[Saved data entries]
-- -- --

Issue #3138, opened 2021-08-25
Docs: `--colors` is not a valid options in webpack 5


tagliala:
https://github.com/rails/webpacker/blame/master/README.md#L214

```
$ ./bin/webpack --watch --colors --progress
[webpack-cli] Error: Unknown option '--colors'
[webpack-cli] Run 'webpack --help' to see available commands and options
```

Also, `colors` seems enabled by default

It may be also worth to note that `./bin/webpack --help` does not work anymore

### Webpacker v6

```
$ ./bin/webpack --help
[webpack-cli] Incorrect use of help
[webpack-cli] Please use: 'webpack help [command] [option]' | 'webpack [command] --help'
[webpack-cli] Run 'webpack --help' to see available commands and options
```

### Webpacker v5

```
$ bin/webpack --help
webpack-cli 3.3.12

Usage: webpack-cli [options]
...
```

guillaumebriday:
Ok I did some tests. Colors are enabled by default in Webpack 5, but we can disable them with `--no-color` and remove `--color` (note that is singular now) from your command.


The help command changed a lot between Webpack 4 and 5. I opened a PR to allow usage of these commands: #3144

PR #3144, opened 2021-08-28
Feature/webpack runner rework

guillaumebriday:
## Topics:

- Cleaning the WebpackRunner class
- Adding `--no-deprecation` flag.
- Allow the usage of Webpack default commands without `--config` by default.

Fix: #3138


tagliala:
Hi @guillaumebriday , shouldn't `--colors` be removed from the Readme?

guillaumebriday:
Nice catch, I will remove it too 👍

PR #3150, opened 2021-08-31
Fix GitHub workflow

crawler:


crawler:
@dhh sorry for the offtopic. But I'm don't know how to contact you in a different way to be heard. This summer, I published a stimulus helper gem that was inspired by the from_for helper. I just wanted to know, what do you think about adding its code to the stimulus-rails gem? 

IMHO the code of my views became a little bit less wordy after using it.

https://github.com/crawler/stimulus_tag_helper

PR #3151, opened 2021-08-31
Remove fingerprint only if  webpack-dev-server

justin808:
Standard for Rails development, unlike webpack guidelines, is to use
hashes for development.

We should be able to skip hashes for the webpack-dev-server.

### DIFF
--- a/package/environments/base.js
+++ b/package/environments/base.js
@@ -8,7 +8,7 @@ const { sync: globSync } = require('glob')
 const WebpackAssetsManifest = require('webpack-assets-manifest')
 const webpack = require('webpack')
 const rules = require('../rules')
-const { isProduction } = require('../env')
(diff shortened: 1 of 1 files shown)


justin808:
@Judahmeek please update the project that had troubles with this branch and check if this fixes the issue when using static compilation.

guillaumebriday:
LGTM 👌

t27duck:
A rebase may make the the checks green here. It did at least on my recent PR.

justin808:
Rebased and pushed.

justin808:
I just tested this again with both static builds and webpack-dev-serve per https://github.com/shakacode/react_on_rails_tutorial_with_ssr_and_hmr_fast_refresh/pull/16 and this PR is not necessary. See https://github.com/rails/webpacker/pull/3169.

Issue #2876, opened 2021-01-11
manifest.json is potentially sensitive


grncdr:
I'm not sure I'd classify this as a "security issue" as it's somewhat context sensitive, but I feel it deserves some consideration.

Webpacker uses the [WebpackAssetsManifest](https://github.com/webdeveric/webpack-assets-manifest) plugin to communicate the generated filenames from webpack back to Rails for use in view helpers (`javascripts_packs_with_chunks_tag` etc). This manifest file will contain entrypoint information about all packs present in `app/javascript/packs`, and will be served on the web at `/packs/manifest.json`.

This _could_ be considered a leak of private information if a user has multiple packs and expects that packs are only visible on "private" pages that include them using a view helper.

While obviously it's good practice to avoid committing anything sensitive into _any_ JS file, there are degrees of sensitivity and a single Rails app commonly serves multiple audiences (e.g. users/admins). It might be fine for an authenticated admin to receive some information in a JS bundle that should not be exposed to all users. Currently a user (or security researcher) can trivially view the `manifest.json` and download all assets for all packs.

As far as I can tell, nothing in the default webpacker setup _relies_ on being able to fetch `manifest.json` from the client, so I would propose that webpacker should change it's defaults to generate/read that file from another directory (e.g. `/config/webpack/manifest.json`).

What are your thoughts?

rossta:
Thanks for your question.

We have [precedent from a related issue regarding sourcemap defaults in Webpacker](https://github.com/rails/webpacker/issues/769#issuecomment-458216151) which can be summarized generally as "assets open by default."

While I agree with your assessment "nothing in the default webpacker setup relies on being able to fetch manifest.json from the client", I have used this feature for debugging on numerous occasions. 

If you have access to settings on your webserver, it should be possible to disable public access though I understand that does require extra work on the developer and may not be feasible in all environments.

Perhaps making the manifest path easier to customize could be a compromise.

grncdr:
A configuration option would be a good first step, but I still think the default should eventually be changed.

I feel that the issue here is qualitatively different from the one about source maps.* This is more like serving a default Apache `index.html` that lists all files in the assets tree. For me personally that is an unexpected behaviour, and does not align with other Rails defaults.

* something I've been doing and advocating for years now.

jdelStrother:
I've got a PR for discussion up here - https://github.com/rails/webpacker/pull/3152 - see what you think.

justin808:
[...]

PR #3152, opened 2021-09-01
Default the manifest path to app/packs/manifest.json

jdelStrother:
This makes the manifest path configurable, as well as defaulting it to app/packs/manifest.json

Previously discussed here: https://github.com/rails/webpacker/issues/2876

Not sure if app/packs is the best place for it, I'm open to other suggestions.

I wondered if we could get away with changing the default to app/packs since I _think_ by default it will continue to work with many people's setups. I think the main issue would be if, eg, someone is running `assets:precompile` on a CI server and tarring up public/packs to ship off to their production servers, they'll no longer have the manifest.json included in that tar file. But for anyone that just runs `assets:precompile` on all their production servers as part of a deploy, they won't notice much difference unless they're actually trying to load manifest.json out of their public path for some reason.

If we were able to get this into the 6.0 release that would be amazing because it would mean we don't have to argue about changing the default behaviour, but I know that 6.0 has already got RCs out so maybe it's a bit late.

One issue is that you can end up overwriting manifest.json with the test environment's version of it - prior to this, they'd be kept separate in public/packs/manifest.json & public/packs-test/manifest.json.  In my own app I tweak the test environment to avoid this:

```yaml
test:
  <<: *default
  compile: true

  # Compile test packs to a separate directory
  public_output_path: packs-test
  manifest_path: app/packs/manifest-test.json
```

Possibly that should be included in the default config.


jdelStrother:
If I fix the merge conflicts is there anything I can do to help get this merged, or is it a wontfix?

justin808:
@jdelStrother I'm not clear on why you would want the packs-test (for rails testing) manifest to be in the main packs (development and production) directory.

Is this a real security concern to be able to see the manifest file?

and if so, then it would make more sense to just move the location of the manifest to from /public/packs to /manifests/packs and /manifests/packs-test.

I'm not convinced that we need this.

@guillaumebriday I recommend that we close and reopen if a real security issue.

jdelStrother:
> I'm not clear on why you would want the packs-test (for rails testing) manifest to be in the main packs (development and production) directory.

I'm not sure I follow..? It's in RAILS_ROOT/app/packs, which is shared between all environments.

> Is this a real security concern to be able to see the manifest file?

TBD, I guess. In my opinion it's leaking information that might not be desirable to be leaked, but see https://github.com/rails/webpacker/issues/2876 for more discussion.

> and if so, then it would make more sense to just move the location of the manifest to from /public/packs to /manifests/packs and /manifests/packs-test.

As in RAILS_ROOT/manifests/? Are you suggesting introducing a new top-level directory, or is there other stuff in the rails ecosystem that writes to RAILS_ROOT/manifests/ ?

lib/install/config/webpacker.yml
```diff
@@ -3,6 +3,7 @@
 default: &default
   source_path: app/javascript
   source_entry_path: /
+  manifest_path: app/javascript/manifest.json
```
justin808, line 6: I think it's awkward to include a build-generated, not in git, file inside of `/app`

lib/install/template.rb
```diff
@@ -18,12 +18,13 @@
...
 if File.exists?(git_ignore_path)
   append_to_file git_ignore_path do
-    "\n"                   +
-    "/public/packs\n"      +
-    "/public/packs-test\n" +
-    "/node_modules\n"      +
-    "/yarn-error.log\n"    +
-    "yarn-debug.log*\n"    +
+    "\n"                              +
+    "/app/javascript/manifest.json\n" +
```
justin808, line 22: Per prior comment.

justin808 (changes requested):
I think having the manifest path be configurable is reasonable.

However, I'd have the default stay as the current location, rather than changing the default.

Why? Many build processes cache the webpack generated files and putting the output off somewhere else adds (unnecessary) complexity.

This PR is also missing a changelog entry and documentation.

PR #3154, opened 2021-09-02
Allow liveReload to be configurable in dev server

t27duck:
By default, liveReload for the `webpack_dev_server` config is the inverse of the hmr setting. There may be a usecase where one may want to control both values manually.

This allows liveReload to be configurable through `webpacker.yml` via the `live_reload` option. If not set, then the default of the inverse of hmr is used.

### DIFF
--- a/package/environments/development.js
+++ b/package/environments/development.js
@@ -12,6 +12,11 @@ let devConfig = {
 }
 
 if (runningWebpackDevServer) {
+  let liveReload = !devServer.hmr
+  if (devServer.live_reload !== undefined) {
+    liveReload = devServer.live_reload
+  }
+
   const devServerConfig = {
     devMiddleware: {
       publicPath
@@ -22,7 +27,7 @@ if (runningWebpackDevServer) {
     port: devServer.port,
     https: devServer.https,
     hot: devServer.hmr,
-    liveReload: !devServer.hmr,
+    liveReload,
     historyApiFallback: { disableDotRule: true },
     headers: devServer.headers,
     static: {
--- a/lib/install/config/webpacker.yml
+++ b/lib/install/config/webpacker.yml
@@ -26,6 +26,8 @@ development:
     port: 3035
     # Hot Module Replacement updates modules while the application is running without a full reload
     hmr: false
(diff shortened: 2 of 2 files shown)


package/environments/development.js
```diff
@@ -14,10 +14,15 @@ let devConfig = {
 if (runningWebpackDevServer) {
   if (devServer.hmr) {
     devConfig = merge(devConfig, {
-      output: { filename: '[name]-[hash].js' }
+      output: { filename: '[name]-[contentHash].js' }
```
PikachuEXE, line 17: I am not sure if contentHash should be used.
As #3060 skips `contentHash` for non prod environments.

PikachuEXE (commented):
Looks good except unsure about the `contentHash` change

package/environments/development.js
t27duck: Right now it's bringing up a deprecation warning. This at least eliminates that while maintaining the existing functionality.

It's also possible that something down the line is overriding this anyway...

PikachuEXE (approved):

PikachuEXE (approved):
Manually tested locally

PikachuEXE:
For those who want to test this locally simply update `package.json`:
```
    "@rails/webpacker": "https://github.com/t27duck/webpacker.git#live_reload_configurable",
```
Update `config/webpacker.yml` if necessary

t27duck:
Rebased with `master`. PR #3169 removed the hash part of the config so the "fix the deprication warning" is also removed from this PR.

PikachuEXE:
Anything else needs to be done to get this merged?

guillaumebriday:
Sounds good!

PikachuEXE:
Yup, that comment right there
I have liveReload disabled for ages in current version of webpacker
It's annoying if any small change (sometimes just adding/updating code comment) triggers a reload and lose the state on my dev website page.

justin808:
@t27duck @PikachuEXE, OK, I get it. If not HMR, then live reload may be on or off.

But what is the point of having liveReload true if HMR is true?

-- -- --

— ASSIGNED TASK —
Which lines in the data hold the string "having"? Copy each of them.

— RESPONSE TO THE EXERCISE —
I think having the manifest path be configurable is reasonable.
But what is the point of having liveReload true if HMR is true?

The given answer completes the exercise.